The meadow is just what its’ name implies but doesn’t sum up just how beautiful it is, even in the pouring rain. It’s a large semi-flat meadow with some enough room for about eighty tents and that doesn’t include the surrounding area in the woods. We had a little bit of cover from some large mature trees but set up a large tarp to eat our dinner under. It pretty much rained the rest of the night.
We continued on the Buncombe Horse Range for another mile or two which was brutal on the feet but Maple Camp Bald was a great reward with views that were outstanding. A short time later we turned off the gravel road onto more of a hiking trail but I believe it was still the Buncombe Horse Range and the next several miles were awesome. The trail wound through tight rhododendrons and mature forests that were a welcome sight after all of the rocky trails from the previous two days.
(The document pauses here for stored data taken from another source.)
PR #1010, opened 2026-05-04
feat: auto-detect and persist project conventions to wiki

kevincodex1:
## Summary

Adds a convention scanner that reads project config files (package.json, tsconfig.json, eslint, prettier, Dockerfile, CI workflows, lockfiles) on startup and saves extracted conventions to .openclaude/wiki/pages/conventions.md. Includes a fingerprint cache to avoid redundant writes and a /wiki scan command for manual re-scans.

New modules:
- src/services/wiki/conventions.ts — scanner + cache + save
- src/services/wiki/identity.ts — project identity (name, languages, monorepo)
- src/services/wiki/conventions.test.ts — 7 tests

Modified:
- paths/types/init/status — extended wiki infrastructure for conventions
- wiki.tsx/index — added /wiki scan command
- main.tsx — fires scan via startDeferredPrefetches
- init.test.ts/status.test.ts — updated for new conventions page/fields

 Impact

  - user-facing impact: After running /wiki init in a project, the agent now automatically knows the project's package manager, test framework, build/lint commands, TypeScript config, lint/format rules, and CI
  setup — no need to tell it every session. A new /wiki scan command lets users force a re-scan at any time. The /wiki status output now shows convention page status.
  - developer/maintainer impact: 3 new files (conventions.ts, identity.ts, conventions.test.ts), 7 modified. The scanner is extensible — adding a new config file type means adding one entry to the SCANNERS array.
  Fingerprint-based caching prevents redundant writes on subsequent sessions.

  Testing

  - bun run build — compiles cleanly
  - bun run smoke — verified (build + version check passes)
  - focused tests: bun test src/services/wiki/ — 11 pass, 0 fail (53 expect() calls)
  - Typecheck: bun run typecheck — zero errors in services/wiki or commands/wiki modules

  Notes

  - provider/model path tested: N/A (no provider/model changes)
  - screenshots attached (if UI changed): N/A (CLI-only, no UI changes)
    - Scanner runs after REPL render (via startDeferredPrefetches), so conventions aren't available on the very first turn of a fresh session. Subsequent sessions reuse the cached fingerprint.
    - Currently reads top-level config files only — doesn't recurse into monorepo packages (future work)
    - Wiki must be initialized with /wiki init before scanning starts (no auto-init)
    - Language detection is limited to the project root directory (no recursive file counting)

## Summary by CodeRabbit

* **New Features**
  * Added `/wiki scan` to detect and document project conventions (build system, test framework, package manager, linting/formatting).
  * Wiki initialization now creates a **Project Conventions** page.
  * Background convention scanning runs automatically when trust is established, keeping the page current.

* **Improvements**
  * Updated wiki help to advertise the new supported options.
  * Wiki status now reflects whether conventions exist and when they were last scanned.

### DIFF
--- a/src/commands/wiki/index.ts
+++ b/src/commands/wiki/index.ts
@@ -4,7 +4,7 @@ const wiki = {
   type: 'local-jsx',
   name: 'wiki',
   description: 'Initialize and inspect the OpenClaude project wiki',
-  argumentHint: '[init|status]',
+  argumentHint: '[init|status|scan]',
   immediate: true,
   load: () => import('./wiki.js'),
 } satisfies Command
--- a/src/commands/wiki/index.ts
+++ b/src/commands/wiki/index.ts
@@ -4,7 +4,7 @@ const wiki = {
   type: 'local-jsx',
   name: 'wiki',
   description: 'Initialize and inspect the OpenClaude project wiki',
-  argumentHint: '[init|status|scan]',
+  argumentHint: '[init|status|scan|ingest <path>]',
   immediate: true,
   load: () => import('./wiki.js'),
 } satisfies Command
--- a/src/commands/wiki/wiki.tsx
+++ b/src/commands/wiki/wiki.tsx
@@ -3,6 +3,7 @@ import { COMMON_HELP_ARGS, COMMON_INFO_ARGS } from '../../constants/xml.js'
 import { ingestLocalWikiSource } from '../../services/wiki/ingest.js'
 import { initializeWiki } from '../../services/wiki/init.js'
 import { getWikiStatus } from '../../services/wiki/status.js'
+import { forceScanConventions } from '../../services/wiki/conventions.js'
 import type {
   LocalJSXCommandCall,
   LocalJSXCommandOnDone,
@@ -10,18 +11,20 @@ import type {
 import { getCwd } from '../../utils/cwd.js'
 
 function renderHelp(): string {
-  return `Usage: /wiki [init|status|ingest <path>]
+  return `Usage: /wiki [init|status|scan|ingest <path>]
 
 Manage the OpenClaude project wiki stored in .openclaude/wiki.
 
 Commands:
   /wiki init    Initialize the wiki structure in the current project
   /wiki status  Show wiki status and page/source counts
+  /wiki scan    Re-scan project conventions (build system, test framework, linting, etc.)
   /wiki ingest  Ingest a local file into wiki sources
 
 Examples:
   /wiki init
   /wiki status
+  /wiki scan
   /wiki ingest README.md`
 }
 
@@ -48,7 +51,7 @@ function formatStatus(status: Awaited<ReturnType<typeof getWikiStatus>>): string
     return `OpenClaude wiki is not initialized in this project.\n\nRun /wiki init to create ${status.root}.`
   }
 
-  return [
+  const lines = [
     'OpenClaude wiki status',
     '',
     `Root: ${status.root}`,
@@ -57,8 +60,15 @@ function formatStatus(status: Awaited<ReturnType<typeof getWikiStatus>>): string
     `Schema: ${status.hasSchema ? 'present' : 'missing'}`,
     `Index: ${status.hasIndex ? 'present' : 'missing'}`,
     `Log: ${status.hasLog ? 'present' : 'missing'}`,
+    `Conventions: ${status.hasConventions ? 'present' : 'not yet scanned'}`,
     `Last updated: ${status.lastUpdatedAt ?? 'unknown'}`,
-  ].join('\n')
+  ]
+
+  if (status.conventionsScannedAt) {
+    lines.push(`Conventions last scanned: ${status.conventionsScannedAt}`)
+  }
+
+  return lines.join('\n')
 }
 
 function formatIngestResult(
@@ -105,6 +115,21 @@ async function runWikiCommand(
     onDone(formatIngestResult(await ingestLocalWikiSource(cwd, pathArg)), {
       display: 'system',
     })
+    return
+  }
+
+  if (normalized === 'scan') {
+    const result = await forceScanConventions(cwd)
+    onDone(
+      [
+        'Project conventions scanned and saved.',
+        '',
+        result.markdown,
+        '',
+        '_Run `/wiki status` to verify._',
+      ].join('\n'),
+      { display: 'system' },
+    )
     return
   }
 
--- a/src/commands/wiki/wiki.tsx
+++ b/src/commands/wiki/wiki.tsx
@@ -120,6 +120,13 @@ async function runWikiCommand(
 
   if (normalized === 'scan') {
     const result = await forceScanConventions(cwd)
+    if (!result.saved) {
+      onDone(
+        'The wiki is not initialized yet. Run `/wiki init` first, then `/wiki scan`.',
+        { display: 'system' },
+      )
+      return
+    }
     onDone(
       [
         'Project conventions scanned and saved.',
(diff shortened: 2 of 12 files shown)


kevincodex1:
please have an independent review too @techbrewboss

jatmn:
I found 3 issues in the wiki-conventions changes:

## 1. Startup scan bypasses the trust gate

- `src/main.tsx`
- `src/services/wiki/identity.ts`

The new startup convention scan calls Git before trust is established by running `git symbolic-ref refs/remotes/origin/HEAD` through `getProjectIdentity()`. That breaks the existing startup rule that Git must not run in untrusted repos before trust is accepted.

Suggested fix: only run the scan after trust is established, or avoid Git-dependent identity detection during startup.

## 2. Cache key can leave `conventions.md` stale

- `src/services/wiki/conventions.ts`

The cache fingerprint only includes detected convention sections, but the rendered page also includes project identity fields like project name, languages, monorepo status, and default branch. If only those identity fields change, the scan is skipped and the wiki page stays stale.

Suggested fix: include identity inputs in the fingerprint, or hash the final rendered markdown.

## 3. `/wiki scan` can still fail before `/wiki init`

- `src/services/wiki/conventions.ts`

`forceScanConventions()` ignores failure writing `pages/conventions.md`, but still unconditionally writes `.openclaude/.conventions-cache.json`. In a fresh project that throws `ENOENT`, so `/wiki scan` can crash before the wiki exists.

Suggested fix: skip the cache write when the wiki root is missing, create the directory first, or return a clear "run /wiki init first" message.

Vasanthdev2004 (changes requested):
﻿Thanks for the PR. The direction is useful, and CI is green, but I found one blocker on the current head.

Review scope: Targeted review of the new wiki convention scanner command/startup path, cache behavior, and focused tests.

Verdict: Needs changes

Blocking issue:
1. `/wiki scan` fails when the wiki has not been initialized yet. `forceScanConventions()` catches the missing `pages/conventions.md` write, but then still calls `writeCache()`, which tries to write `.openclaude/.conventions-cache.json` even when `.openclaude` does not exist. I reproduced this locally with a temp project that only had `package.json`; `forceScanConventions(cwd)` throws `ENOENT: no such file or directory, open '<tmp>\.openclaude\.conventions-cache.json'`.

Why this matters: `/wiki scan` is now a user-facing command, so the uninitialized path should either return a clear ?run /wiki init first? message or avoid writing the cache when the wiki root is missing. Right now it can crash instead of producing a clean command result.

What I checked:
- Current head: `51d6caf`
- `bun test src/services/wiki/` passes
- `bun run build` passes
- Manual repro for uninitialized `forceScanConventions(cwd)` fails with the cache write ENOENT above

Happy to re-review once that uninitialized scan path is handled and covered by a small regression test.

techbrewboss (changes requested):
Thanks for the PR. I did an independent pass over the convention scanner startup path, cache behavior, and the wiki command flow. I agree with the existing uninitialized `/wiki scan` blocker, and I found two additional issues that should be addressed before merge.

1. Startup scan still runs Git before workspace trust is established. `startDeferredPrefetches()` now calls `scanAndSaveConventions(getCwd())` unconditionally, and that reaches `getProjectIdentity()` -> `detectMainBranch()` -> `execFileSync('git', ['symbolic-ref', ...])`. This bypasses the explicit `prefetchSystemContextIfSafe()` trust gate immediately above it, which exists because Git can execute repo-controlled hooks/config. Please either gate this startup scan behind the same trust/non-interactive check, or make the startup path avoid Git-dependent identity detection until after trust.

2. The cache fingerprint can leave `conventions.md` stale. `computeFingerprint()` only hashes the detected convention sections, but the rendered markdown also includes identity-derived data: project name, language counts, monorepo status, and default branch. If any of those identity fields changes while the scanned config sections do not, `scanAndSaveConventions()` returns `null` and skips rewriting the page. Please include the identity inputs in the cache key, or compute the cache key from the final markdown after normalizing/removing the scan timestamp.

I also confirmed `bun test src/services/wiki/conventions.test.ts` passes on this head, but the current tests do not cover the trust-gated startup path, identity-only cache invalidation, or the uninitialized `/wiki scan` cache write failure.

gnanam1990 (changes requested):
Re-reviewed at current head — the three blockers raised by Vasanthdev2004 and techbrewboss are still present:

1. `forceScanConventions(cwd)` (`src/services/wiki/conventions.ts`) catches the page write failure but unconditionally calls `writeCache(cwd, scan.fingerprint)` immediately after, which writes `.openclaude/.conventions-cache.json`. If `.openclaude` doesn't exist, this still throws ENOENT — `/wiki scan` crashes for users who haven't run `/wiki init`.
2. `startDeferredPrefetches()` in `src/main.tsx` (line ~422) calls `scanAndSaveConventions(getCwd())` outside the existing `prefetchSystemContextIfSafe()` trust gate. That path reaches `getProjectIdentity()` → `detectMainBranch()` → `execFileSync('git', …)` in `src/services/wiki/identity.ts:798`, which can run repo-controlled git hooks/config on untrusted workspaces. Must be gated identically to the system-context prefetch above it.
3. `computeFingerprint()` only hashes the scanned config sections — but the rendered markdown also embeds identity-derived data (project name, language counts, monorepo flag, default branch). Identity-only changes won't invalidate the cache, so `conventions.md` stays stale. Either include identity inputs in the cache key or hash the final rendered markdown (with timestamp normalized).

No red-flag rule hits otherwise. Verified locally: traced `forceScanConventions` and `startDeferredPrefetches` call paths in the diff at HEAD.

Vasanthdev2004:
### Blockers

1. **Startup scan bypasses trust gate** — `startDeferredPrefetches()` calls `scanAndSaveConventions(getCwd())` unconditionally, which runs Git before workspace trust is established. Must be gated behind the same trust check.

2. **Cache fingerprint doesn't include identity data** — `computeFingerprint()` only hashes config sections, not identity-derived data (project name, language counts, etc.). Identity-only changes won't invalidate cache.

3. **`/wiki scan` crashes without `.openclaude` directory** — `forceScanConventions()` catches page write failure but still calls `writeCache()` which throws ENOENT.

### Non-Blocking

None.

### Looks Good

- Auto-detect and persist project conventions to wiki
- 812 additions, 7 deletions

---

**Verdict: Changes Requested** — trust gate, cache invalidation, and directory creation issues need to be fixed.

jatmn (changes requested):
Re-reviewed current head `51d6caf`. The prior blockers are still present, so I would keep this at changes requested.

## Findings

- [P1] Keep the startup scanner behind workspace trust
  `src/main.tsx:421`
  The new deferred startup scan still calls `scanAndSaveConventions(getCwd())` outside the existing trust-gated prefetch path. That reaches `getProjectIdentity()` and runs `git symbolic-ref refs/remotes/origin/HEAD`, so interactive startup can execute Git in an untrusted workspace before the user accepts the trust dialog. Please gate this scanner the same way as `prefetchSystemContextIfSafe()`, or avoid Git-dependent identity detection before trust is established.

- [P2] Include rendered identity data in the convention cache key
  `src/services/wiki/conventions.ts:310`
  `computeFingerprint()` still hashes only the detected convention sections, but the generated page also includes project identity data such as the package/project name, language counts, monorepo status, and default branch. If only those fields change, `scanAndSaveConventions()` returns `null` and leaves `conventions.md` stale. Please include those identity inputs in the fingerprint, or hash the rendered markdown with the scan timestamp normalized out.

- [P2] Make `/wiki scan` safe before wiki init
  `src/services/wiki/conventions.ts:421`
  `forceScanConventions()` still catches the failed page write when `.openclaude/wiki` is missing, but then unconditionally writes `.openclaude/.conventions-cache.json`. In a fresh project that throws `ENOENT`, so the user-facing `/wiki scan` command can crash instead of returning a clean "run /wiki init first" result. Please skip/create the cache path in this case and add a regression test for scanning before wiki initialization.

kevincodex1:
please recheck @jatmn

We finally came to the end of the trail and the beginning of a few mile road walk on SR1159 and after a short walk turned left on SR1158 and a short time later we arrived at the car.
Overall this trip was outstanding – the condition of the trail was unlike any of the trails I’ve hiked on the Southeastern Appalachian Trail and most any other trail I’ve hiked in the Southeast. The closes I’d say is Linville Gorges river trail with all of the rocks that force you to think twice before you make that next step. The first part of the hike was all stepping up over rocks and boulders and extremely steep. Then the trail morphed into a rocky rolling A.T. like trail only to turn into flat rocky muddy horse trail and then finally the last part of the trail took on a personality like that of Shining Rock Wilderness. This was an outstanding hike! I am sure I will go back some day and hike the trail end to end from Bowlen’s Creek to Mt. Mitchell.